We live in an incredibly busy world. Many of us through the day at a frantic pace, our minds constantly busy with one thing or another. The fact is that we’re so distracted that we are no longer present and, despite efforts to be slow down, we often miss out on the things that are most important to us. Sadly, people assume that this is just how things are these days. But I don't believe it is how it has to be, and either does Andy.

Andy Puddicombe is a prolific speaker on mindfulness. He believes that what mindfulness meditation ultimately boils down to is taking a break not just from work but from our mind, "which so full of anxieties about the world and anxieties about its own anxieties."  In his Ted Talk "All it Takes is Ten Mindful Minutes", Andy challenges listeners to recall a time when they did a absolutely nothing for just ten minutes. Ten minutes free from emailing, texting, Internet, TV, chatting, eating, reading, even sitting there reminiscing about the past or planning for the future. Simply doing nothing. 

Andy points out that the present moment is underrated: It sounds so ordinary, and yet we spend so little time in the present moment that it's anything but ordinary.

There was a Harvard research paper that said on average our minds are lost in thought almost 47 percent of the time. Forty-seven percent. At the same time, this sort of constant mind-wandering is also a direct cause of unhappiness.

The beauty of mindfulness is that even though it only takes a few minutes a day, it impacts our entire life. We just need to know how to do it; an exercise and framework to learn how to be more mindful. That's essentially what meditation is. It familiarizes ourselves with the present moment. But we also need to know how to approach it in the right way to get the best from it.
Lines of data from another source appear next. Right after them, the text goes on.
PR #2907, opened 2017-06-13
Check captures

ziuq:
Silent the P::C beast regarding regex captures not being checked for success, else $1 may be undef or a grandfather.

Minor rescoping.  Fairly straight-forward.


lib/LedgerSMB/Scripts/setup.pm
```diff
@@ -37,8 +37,12 @@ use LedgerSMB::Magic qw( EC_EMPLOYEE HTTP_454 PERL_TIME_EPOCH );
 use HTTP::Status qw( HTTP_OK HTTP_UNAUTHORIZED );
 
 my $logger = Log::Log4perl->get_logger('LedgerSMB::Scripts::setup');
-$LedgerSMB::VERSION =~ /(\d+\.\d+)./;
-my $MINOR_VERSION = $1;
+my $MINOR_VERSION;
+if ( $LedgerSMB::VERSION =~ /(\d+\.\d+)./ ) {
+    $MINOR_VERSION = $1;
+} else {
+        die "Error: Invalid data";
```
sbts: This one is a little trickier.
As long as we continue to use version numbers in the same way it should be fine.
If, for some reason, we change to not using the expected version number format, we shouldn't die.
A warning Message would make sense (after all the change could be a local one for testing purposes)

lib/LedgerSMB/Template/DB.pm
```diff
@@ -131,12 +131,15 @@ does not call this without carefully whitelisting values.
...
     if ($path =~ m|/.*:| ){
        die 'Cannot run on NTFS alternate data stream!';
     }
-    $path =~ m|(.*)/([^/]+)$|;
-    $fname = $2;
+    if ( $path =~ m|(.*)/([^/]+)$| ) {
+        $fname = $2;
+    }  else {
+        $fname = $path;
+    }
```
sbts: @ehuelsmann there is a change to the logic here. __*I THINK*__ it's a good change, but can you confirm there are no unwanted side affects please.

Original Logic
- fname = $path
- match then fname = $2
- the result is fname should end up as = $2, or an undefined value that may have already been in $2 from the previous match

New Logic
- If match fname = $2
- if not match fname = $path
- result is the raw path could end up in fname. Is this desirable?

What I infer from the original logic is we probably want the else clause to set $fname = '' to make the path relative as the most likely behaviour would be $2 = undef

lib/LedgerSMB/Scripts/payment.pm
```diff
@@ -1115,8 +1115,11 @@ if (!$request->{exrate}) {
 # LETS GET THE DEPARTMENT INFO
 # WE HAVE TO SET $dbPayment->{department_id} in order to process
 if ($request->{department}) {
- $request->{department} =~ /^(\d+)--*/;
- $Payment->{department_id} = $1;
+    if ( $request->{department} =~ /^(\d+)--*/ ) {
+        $Payment->{department_id} = $1;
+    } else {
+        die "Error: Invalid data";
```
ziuq: It is a logic change.  Die as assertion.   The code implies the  author did not expect this match to ever fail, but this code does not control the input.

Assigning a usable default for the user seemed like bad business logic to me.

If ``department_id''s are constrained somewhere, please tell me where.

lib/LedgerSMB/Template/DB.pm
ziuq: I agree with your analysis.  And I think this change is worse that you do.  I'll rework it.

ziuq:
`die "some" "list" "that has no ending newline`  will append the filename, line number and input line if applicable.

That you suspect the `die`s will be called and that I suspect the code probably worked, is exactly why
I put in the `die`s.   We don't know. We don't know now.  We may know soon.  Then the  code changes somewhere else, and we don't know again.   `Die`ing forcefully shows us our false assumptions and demands the code be fixed.

lib/LedgerSMB/Scripts/payment.pm
ehuelsmann: Departments are defined in the `business_unit` table, with a specific `business_unit_class`. It's completely acceptable for a company to be set up without departments, in which case I'd expect the `$request->{department}` to be `undef` (not submitted).

lib/LedgerSMB/Scripts/payment.pm
```diff
@@ -1216,10 +1219,18 @@ for (my $i=1 ; $i <= $request->{overpayment_qty}; $i++) {
...
      $request->{"overpayment_topay_$i"} = LedgerSMB::PGNumber->from_input($request->{"overpayment_topay_$i"});
-     $request->{"overpayment_account_$i"} =~ /^(\d+)--*/;
-     my $id = $1;
-     $request->{"overpayment_cash_account_$i"} =~ /^(\d+)--*/;
-     my $cashid = $1;
+     my $id;
+     if ( $request->{"overpayment_account_$i"} =~ /^(\d+)--*/) {
+        $id = $1;
+     } else {
+        die "Error: Invalid data";
```
ehuelsmann: Overpayment accounts aren't required to be set up on a company either. They are defined in the database in the `account` table, with referencing records in the `account_link` table where the `description` equals either `AR_overpayment` or `AP_overpayment`.

lib/LedgerSMB/Scripts/payment.pm
```diff
@@ -1216,10 +1219,18 @@ for (my $i=1 ; $i <= $request->{overpayment_qty}; $i++) {
...
+     }
+     my $cashid;
+     if ( $request->{"overpayment_cash_account_$i"} =~ /^(\d+)--*/) {
+        $cashid = $1;
+     } else {
+        die "Error: Invalid data";
```
ehuelsmann: Actually in the current code, I'm expecting a cash account for overpayments to be selected. *However* I have a change planned where the "overpayments" table isn't shown when no overpayment accounts have been set up (because it can't be used anyway). When I implement that change, then this value too *can* be `undef`.,

lib/LedgerSMB/Template/DB.pm
```diff
@@ -131,13 +132,16 @@ does not call this without carefully whitelisting values.
...
-    my $fname = $path;
+
     if ($path =~ m|/.*:| ){
        die 'Cannot run on NTFS alternate data stream!';
     }
-    $path =~ m|(.*)/([^/]+)$|;
-    $fname = $2;
+
+    my ( undef, undef, $fname)  = File::Spec->splitpath( $path);
+    die "Bad template file name $fname, should have one dot."
```
ehuelsmann: Just one remark: the split being unequal to two could mean either fewer (1) or more (3+) values being returned. Elsewhere in the code I used `split(<regex>, <value>, 2)` to restrict to return at most 2. Is that sane here too?

ziuq: The old code line 140  was looking for templatename.formatname, where neither can have a dot.   Now that is error checked.   

I am assuming a name like templatename.fmtname.moreStuffWithOrWithoutDots is not a well formed name here.

Your `split <regex>, <value>, 2` will yield 1 or 2 fields ( or list elements).  One field being the entire string if there is no match.  If there are matches, two fields will result.  The first  match divides the string into two fields.

lib/LedgerSMB/Scripts/setup.pm
ylavoie: Shouldn't that be handled in a test? What good would it be for a user to receive such message?

ziuq: @ylavoie, what should be handled in a test?

lib/LedgerSMB/Scripts/payment.pm
ziuq: Will make it default to `undef`.  Thanks for the guidance.

lib/LedgerSMB/Scripts/payment.pm
ziuq: Will change.

If I don't set up one or more G/L overpayment accounts, where do I apply the excess of a payment?   A question for lsmb.user or .dev.

lib/LedgerSMB/Scripts/setup.pm
sbts: @ziuq and @ylavoie No, this shouldn't be in a test.
It's a valid regex for runtime, but it shouldn't die, rather it should simply set $MINOR_VERSION to undef or ''

lib/LedgerSMB/Template/DB.pm
ehuelsmann: Ok. Let's leave it as it is: requiring exactly 2 parts split by a single dot.

lib/LedgerSMB/Scripts/setup.pm
ehuelsmann: @sbts actually, the $MINOR_VERSION value is later interpolated into strings to find an upgrade script. I'd say that the only way to find that that no longer works is to have the setup script fail early. It won't hit any users, I assume, but it'll make Travis show we changed something that's not compatible with other modules, when we do.

ziuq: I can put the exception back, you guys decide.   If I'm touching this code again, renaming $MINOR_VERSION would be appealing, any recommendations?  I only come up with $CURRENT_VERSION as, at least, not misleading.

ehuelsmann: @ziuq I'd vote for `$CURRENT_MINOR_VERSION`

it's my call we leave the match in but store it in this renamed variable which then gets renamed elsewhere in the setup.pm script too.

PR #2912, opened 2017-06-14
* Make sure PGObject::Simple::Role is installed in the correct version

ehuelsmann:
before starting Travis CI tests...


ehuelsmann:
Taking a different approach.

PR #2914, opened 2017-06-16
No No-Warnings

ziuq:
The change to Report.pm is a logic change.  The existing sort is not
intuitive.  This is an example:

 -2.25xyz -1 <BLANK> +qqq -0 -0x -d 0 0x a d d1 1.4z 2 +2.72 5y 100

This can be duplicated, but probably is not wanted.

The rest were not as difficult as I expected.  If something seems
off, I can share my logic to expedite a critique.


lib/LedgerSMB/Scripts/payment.pm
```diff
@@ -1603,15 +1603,16 @@ if (($Payment->{"new_entity_id"} != $Payment->{"entity_credit_id"})&& !$Payment-
...
+    my $overpay = $overpayments[$ref];
+    push @ui_overpayments, {
+            id          =>  $overpay->{chart_id},
+            accno       =>  $overpay->{accno},
+            description =>  $overpay->{description},
+            amount      =>  $overpay->{movements},
+            available   =>  $overpay->{available},
+            touse       =>  $amount_to_be_used{$overpay->{accno}},
+    };
+    $ui_avble_subtotal += $overpay->{available};
```
ehuelsmann: I think we need to catch `$overpay->{available}` to be not-`undef` as well.

lib/LedgerSMB/Scripts/payment.pm
```diff
@@ -1603,15 +1603,16 @@ if (($Payment->{"new_entity_id"} != $Payment->{"entity_credit_id"})&& !$Payment-
...
-    no warnings 'uninitialized';
-       push @ui_overpayments, {     id               =>  $overpayments[$ref]->{chart_id},
-                                    accno          =>  $overpayments[$ref]->{accno},
-                                    description    =>  $overpayments[$ref]->{description},
-                                    amount         =>  "$overpayments[$ref]->{movements}",
-                                    available      =>  "$overpayments[$ref]->{available}",
-                                    touse          =>  qq|$amount_to_be_used{"$overpayments[$ref]->{accno}"}|
-                            };
-       $ui_avble_subtotal += "$overpayments[$ref]->{available}";
+    my $overpay = $overpayments[$ref];
```
ehuelsmann: Shouldn't we skip the entire following segment when `$overpayments[$ref]` turns out to be `undef`?

lib/LedgerSMB/Report.pm
```diff
@@ -281,8 +281,8 @@ sub _render {
                        $srt_b = $srt_b->to_sort
                            if eval { $srt_b->can('to_sort') };
                    }
-                   no warnings 'numeric';
-                   $srt_a <=> $srt_b or $srt_a cmp $srt_b;
+
+                   $srt_a cmp $srt_b;
```
ehuelsmann: This one is indeed a bit tricky.

I'll study what it's supposed to handle and let you know what direction to go.

ziuq: Yes, let me know.   My thinking:
To make sense it needs `/[-\.\+]{0,1}\d+.*/` or /\D+/ values, but not both.  But a user could have a convention where positive ints are normal, and specials are non-numeric and so can be easily segregated.  But I did not get so far as seeing if such a convention would make any sense in with the sorted objects.  Or whether the "missorting" would be a significant aggravation to a user.
The list given above is an actual sorted sample.

lib/LedgerSMB/Scripts/payment.pm
ziuq: ... I don't believe that `undef` can be retrieved from acc_trans.amount into the view overpayments.

The added `$overpay` var is about shortening lines.  I hope people don't mind, I will generally want to shorten to 78 or less when editing.

lib/LedgerSMB/Scripts/payment.pm
ziuq: That would be a logic change.   The no-warning was only needed because of the concatenation or quoting of the values and for the addition.  But since overpayments.available is not null so must  `$overpayments[$ref]` be defined.  (Barring really weird abuse of the DBI).

lib/LedgerSMB/Scripts/setup.pm
```diff
@@ -417,8 +417,8 @@ sub run_backup {
         die $request->{_locale}->text('Error creating backup file');
 
     if ($request->{backup_type} eq 'email') {
-        # suppress warning of single usage of $LedgerSMB::Sysconfig::...
-        no warnings 'once';
```
ehuelsmann: This warning suppression was there to prevent a warning of `$LedgerSMB::Company_Config::settings` being used only once. Without this suppression, the warning will return. The solution is to create a function-based interface.

ziuq: You are wrong; there is no such warning.  That is why I am against the dynamic code in Sysconfig.pm.

I would give up Perl for the lack of this warning.

Witness that `Used::ok` is used okay:

use strict;
use warnings;

package Used;
use vars '$ok';

$ok = 1;
$Used::never = 2;

package main;

my $v = $Used::ok;
$v = $Used::misspelled;

Name "Used::misspelled" used only once: possible typo at ./once line 13.
Name "Used::never" used only once: possible typo at ./once line 8.

ehuelsmann: Well, all I know is that before I restructured Sysconfig to the current structure, we had lots of "used only once" errors in the code base. But I see your example does indeed not produce the warning. Nor do my attempts to prove I can generate one.

lib/LedgerSMB/Scripts/payment.pm
ehuelsmann: Yes 78 is the desired maximum length.

lib/LedgerSMB/Report.pm
ehuelsmann: Ok. I think the most often occurring sort criteria here should probably be on text fields or date fields (the latter being stringified first anyway).

lib/LedgerSMB/Scripts/setup.pm
ziuq: Basically it is a warning that should never be shut off.  It is always easy to silence.

einhverfr: How do you propose to silence the warning?

einhverfr: (might be helpful to have the proposed solution in the PR so the functionality is otherwise unchanged)

ziuq: @einhverfr,  if you refer to line 423, I am saying the line will not warn.  The solution is to just remove the
unnecessary `no warnings 'once';`

lib/LedgerSMB/Report.pm
einhverfr: The problem here is that there are cases where you want to sort on amounts.  I think this one ought to be looked at more deeply since it represents a difference in the output when you click on a header link.

lib/LedgerSMB/Scripts/setup.pm
einhverfr: Ok so the thing that worries me about this one is that if you look at the specific commit in question, it pretty much re-indents some code and adds this line.  It's a single commit which suggests it was there to silence warnings in logs.  Reviewing the code, I wonder if the fix was correct.  I don't see $csettings used again in the scope, so maybe that's the real cause of the warning that was silenced.  It's possible that something changed at one point and the warning came about because of another change and the warning was turned off.

So this is the sort of thing where manual testing might be a really good idea because maybe the wrong problem was fixed.

lib/LedgerSMB/Report.pm
einhverfr: (I think this one needs more discussion, and should probably be pulled out of this PR, with a bug filed instead, if I can give my vote.)

lib/LedgerSMB/Scripts/setup.pm
einhverfr: If manual testing is too onerous, I would be ok with accepting this line and filing a bug on the warning.  I am guessing that the problem is that $csettings does not appear to be used following.  And that should be a fairly easy one to isolate and fix.

einhverfr:
As a word of encouragement here, it is worth noting that this area is rather tricky in many of these parts of our code and that in some cases the silencing of the warnings may be more about design problems than code problems.  I think this PR is extremely valuable in starting a number of discussions.  And I want to thank you for adding it.

lib/LedgerSMB/Scripts/setup.pm
einhverfr: Actually due to use strict....  could you try to see if removing the assignment line itself throws a compile error?

ziuq: Good call.
Seduced by a comment's promised ease, the primrose path I tread; @einhverfr , I'll follow your rede.
Barring side effects, I'll just delete the line.

Please explain how to find the commit to which you refer; my git skills are still weak.  The best I've got is to `git log -L:run_backup:setup.pm`  which stops when the file was presumably moved.

lib/LedgerSMB/Report.pm
sbts: I agree with @einhverfr here.
Also, however we resolve it, some comments explaining what, why and how the code works/is-the-way-it-is could help prevent others from looking to simplify without deeper knowledge

lib/LedgerSMB/Scripts/setup.pm
sbts: @ziuq one way to dig into commit history and git blame info is to play around with the github interface.
Start out by browsing to [Scripts/setup.pm Line 421](https://github.com/ziuq/LedgerSMB/blob/master/lib/LedgerSMB/Scripts/setup.pm#L421)
Then at the top of the page you can click on "blame" or "history"

Once there you can click on either a commit (in History) or a blame entry (on the left in Blame) to get more info.

You can do the same from the commandline, but sometimes it's easier to learn what's possible from a Visual interface.

There are also some GUI tools you can install on your local desktop that may help.
These are just 2 of many
- `Git Cola`
- `Git DAG`

lib/LedgerSMB/Report.pm
ziuq: There is no good algorithm for a universal sort of user data.  There is a design issue of not bringing type info in with the rows.

I will put it back as it was with a no-critic.  If this code is going to remain, I will rewrite the current sort.

lib/LedgerSMB/Scripts/setup.pm
ziuq: Dave, thanks.

ziuq:
You are welcome and thanks for the word.   I have been down this road of warning-,  strict-, and/or p::critic-driven refactoring a few times.

ehuelsmann:
Thanks for even more patience!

What usually happens when we're learning to be mindful is that we get distracted by a thought. Being distracted during meditation is a very common experience, a part of the learning process. Expect some frustration and then see how to cope with it rather than trying to run away from it. Meditation isn’t about getting a certain experience but about experiencing whatever is happening right now.

Blissful experiences come and go. Painful experiences come and go. You just keep watching without holding on to either. The practice itself does the rest.

As Andy puts it:

We can't change every little thing that happens to us in life, but we can change the way that we experience it. That's the potential of meditation, of mindfulness. You don't have to burn any incense, and you definitely don't have to sit on the floor. All you need to do is to take ten minutes out a day to step back, to familiarize yourself with the present moment so that you get to experience a greater sense of focus, calm and clarity in your life.

 

Sachi Doctor

Elemental Alchemy, 90 Rio Vista Avenue, Oakland, CA, 94611

Sachi Doctor is an Ayurvedic practitioner and holistic health coach who founded Elemental Alchemy with the mission to provide a resource for those navigating their way towards optimal mind-body health.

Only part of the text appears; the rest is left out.